Un comité d’experts scientifiques analysera le dossier à partir de la fin mars. Et s’il passe sous ses fourches caudines, la conférence des parties de 2013 (celle de juin 2011 arrivera trop tôt) acceptera ensuite ou non de faire figurer le paraquat à l’Annexe III.

Contactés, ni le ministère de l’agriculture burkinabé ni le coordinateur scientifique de l’étude Adama Toé n’ont souhaité préciser leurs attentes. A Rome, le secrétariat de la convention explique que cette demande d’intégration d’une préparation pesticide extrêmement dangereuse dans l’Annexe III est une première depuis 2001 de la part d’un pays en développement.

Représentant de la Déclaration de Berne, une ONG suisse engagée de longue date contre le paraquat, François Meienberg ne mettrait pas sa main au feu que la demande burkinabée sera acceptée. La décision argumentée des experts donnera une première indication.

Mais il note que neuf Etats sahéliens sont en train d’étudier l’interdiction du paraquat chez eux. Un indice supplémentaire que le produit, déjà interdit dans plusieurs pays, suscite une levée de boucliers.

La mécanique

Techniquement, les produits extrêmement dangereux – quarante actuellement – inscrits dans l’Annexe III ne sont pas interdits. L’enjeu est plutôt l’information et la collaboration. Leur inscription implique que les pays souhaitant les importer en font la déclaration explicite préalable, donc connue de tous, sur la base des connaissances mises en commun («Procédure de consentement préalable en connaissance de cause»). Une approche préventive, en quelque sorte.

François Meienberg y voit une chance pour des pays en développement qui n’ont pas toujours les moyens de réunir eux-mêmes les données nécessaires pour monter un dossier ou prendre une décision argumentée.

Une inscription à l’Annexe III ferait qu’un certain nombre de pays cesseraient d’importer le paraquat, prévoit le représentant de la Déclaration de Berne, sur la base de ce qu’il a pu observer pour les produits déjà inscrits. Les labels alimentaires excluant l’usage des produits de l’Annexe III en tiendraient compte eux aussi.

Produit d’avenir

Au siège bâlois, Syngenta n’a pas jugé utile de donner suite à nos appels réitérés. Mais la firme propose sur son site d’entreprise un argumentaire à l’appui du paraquat, doublé d’un autre site spécifique baptisé centre d’information sur le paraquat où il est notamment détaillé la manière de l’utiliser.

Syngenta indique que le «paraquat est et restera vital pour répondre à la demande croissante en nourriture, fibres et carburants produits par l’agriculture». La firme suisse indique posséder des données complètes démontrant la sûreté du paraquat pour ses utilisateurs, les consommateurs et l’environnement.

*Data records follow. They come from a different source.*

PR #6272, opened 2025-08-19
FOEPD-1948 target view utility followup

swheaton:

Followup from PR comment: https://github.com/voxel51/fiftyone/pull/6235#discussion_r2278116003

Originally I was trying to minimize work in `resolve_input()` since that can get called a lot. Premature optimization it turns out... Tested on 2M sample dataset and the different between using `ctx.view` and not, has no impact.

So instead of reinventing the wheel of determining if the thing has a generated view, current_view, etc., we will use what we have on `ctx.view`.

Same as that PR - compute metadata plugin with all different views and selections etc.

### DIFF
--- a/fiftyone/operators/executor.py
+++ b/fiftyone/operators/executor.py
@@ -620,10 +620,13 @@ class ExecutionContext(object):
             a :class:`fiftyone.core.collections.SampleCollection`
         """
         target = self.params.get(param_name)
+
+        # If no target is specified, default to the base view if the
+        #   current view is generated, otherwise default to the entire dataset
         if not target:
             target = (
                 constants.ViewTarget.BASE_VIEW
-                if self.has_generated_view
+                if self.view._is_generated  # pylint: disable=protected-access
                 else constants.ViewTarget.DATASET
             )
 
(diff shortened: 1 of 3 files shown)


fiftyone/operators/executor.py
```diff
@@ -620,10 +620,13 @@ def target_view(
...
         """
         target = self.params.get(param_name)
+
+        # If no target is specified, default to the base view if the
+        #   current view is generated, otherwise default to the entire dataset
         if not target:
             target = (
                 constants.ViewTarget.BASE_VIEW
-                if self.has_generated_view
+                if self.view._is_generated  # pylint: disable=protected-access
```
tom-vx51: a conversation for a different day, but imo this defeats the purpose of pylint

tom-vx51 (dismissed):

fiftyone/operators/executor.py
swheaton: indeed

swheaton: we have some stuff that is like semi-private. We need to use it in internal code but we don't want to expose to end users. Would need code restructuring to fix

brimoor (commented):
thanks for doing this! 🙌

La compagnie écrit aussi qu’elle «s’engage à la promotion de l’utilisation en toute sécurité de ses produits, dont la paraquat, par le biais de ses services et formations. En 2007, ces programmes ont touché 3,4 millions d’agriculteurs dans le monde.» Inutile de dire que la bataille autour de l’herbicide, produit depuis cinquante ans, n’est pas close.

Quand. Née de la fusion en 2000 des activités agrochimiques de Novartis et d’Astra Zeneca, la société basée à Bâle emploie dans nonante pays plus de 25’000 collaborateurs. Dont 10% en Suisse.

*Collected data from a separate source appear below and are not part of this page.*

PR #6277, opened 2025-08-19
Adding utils for 3d to 2d projections

prernadh:

Adding utilities for converting 3d detection labels of the lidar slice in a grouped dataset into 2d cuboid/polyline labels of the camera slice in the grouped dataset. 

Tested manually with nuScenes dataset

```python
import fiftyone as fo
import numpy as np
from pyquaternion import Quaternion
from fiftyone.utils.labels import detections_3d_to_cuboids_2d

dataset = fo.load_dataset("nuScenes")

cs_record_lidar = {'token': 'a183049901c24361a6b0b11b8013137c', 'sensor_token': 'dc8b396651c05aedbb9cdaae573bb567', 'translation': [0.943713, 0.0, 1.84023], 'rotation': [0.7077955119163518, -0.006492242056004365, 0.010646214713995808, -0.7063073142877817], 'camera_intrinsic': []}

pose_record_lidar = {'token': '9d9bf11fb0e144c8b446d54a8a00184f', 'timestamp': 1532402927647951, 'rotation': [0.5720320396729045, -0.0016977771610471074, 0.011798001930183783, -0.8201446642457809], 'translation': [411.3039349319818, 1180.8903791765097, 0.0]}

pose_record_cam = {'token': 'e3d495d4ac534d54b321f50006683844', 'timestamp': 1532402927612460, 'rotation': [0.5720063498929273, -0.0021434844534272707, 0.011564094980151613, -0.8201648693182716], 'translation': [411.4199861830012, 1181.197175631848, 0.0]}

cs_record_cam = {'token': '1d31c729b073425e8e0202c5c6e66ee1', 'sensor_token': '725903f5b62f56118f4094b46a4470d8', 'translation': [1.70079118954, 0.0159456324149, 1.51095763913], 'rotation': [0.4998015430569128, -0.5030316162024876, 0.4997798114386805, -0.49737083824542755], 'camera_intrinsic': [[1266.417203046554, 0.0, 816.2670197447984], [0.0, 1266.417203046554, 491.50706579294757], [0.0, 0.0, 1.0]]}

transforms = [(np.array(cs_record_lidar["translation"]), Quaternion(cs_record_lidar["rotation"]).rotation_matrix),
            (np.array(pose_record_lidar["translation"]), Quaternion(pose_record_lidar["rotation"]).rotation_matrix),
            (np.array(pose_record_cam["translation"]), Quaternion(pose_record_cam["rotation"]).rotation_matrix),
            (np.array(cs_record_cam["translation"]), Quaternion(cs_record_cam["rotation"]).rotation_matrix)]

to_target = [True, True, False, False]

cam_intrinsic = np.array([[1.26641720e+03, 0.00000000e+00, 8.16267020e+02],
       [0.00000000e+00, 1.26641720e+03, 4.91507066e+02],
       [0.00000000e+00, 0.00000000e+00, 1.00000000e+00]])

transformations = {}
camera_intrinsics = {}
forward_transformation_flags = {}
for group in dataset.iter_groups():
    spatial_sample = group["LIDAR_TOP"]
    camera_sample = group["CAM_FRONT"]
    transformations[spatial_sample.filepath] = transforms
    camera_intrinsics[camera_sample.filepath] = {"intrinsics":cam_intrinsic}
    forward_transformation_flags[spatial_sample.filepath] = to_target


detections_3d_to_cuboids_2d(dataset, "LIDAR_TOP", "CAM_FRONT", "ground_truth", 
                           "2d_projections_full_test", transformations, camera_intrinsics, forward_transformation_flags, 
                            transformation_key_field = "filepath", camera_key_field = "filepath", batch_size = 1000)
```

        notes for FiftyOne users.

Où. Ses principaux sites de production sont situés en Suisse, en Grande-Bretagne, aux Etats-Unis, en France, en Chine, en Inde et au Brésil.

Quoi. Syngenta fait partie des trois plus importants spécialistes mondiaux de la protection des cultures (herbicides, fongicides, insecticides etc) et de la conception/production de semences.

Combien. La société avait enregistré au 3e trimestre 2010 une hausse de 11% de ses ventes (2,2 milliards de dollars). Et +18% dans sa division Protection des cultures (1,7 milliard). Le chiffre d’affaires annuel de Syngenta dépasse les 10 milliards de dollars.

Il s’agit d’un herbicide parmi les plus utilisés dans le monde, vendu par Syngenta dans une centaine de pays sous le nom de Gramoxone.

Commercialisé depuis cinquante ans, il permet d’éliminer toute une série de plantes qui réduisent la qualité ou le rendement des récoltes de maïs et de céréales, de soja, de fruits, de café et de thé, de coton, d’huile de palme par exemple.

Très toxique, le paraquat est interdit en Suisse, en France, en Scandinavie, en Russie, au Cambodge notamment. L’Union européenne l’a autorisé en 2004 mais cette décision a été annulée par la justice sur recours de plusieurs pays.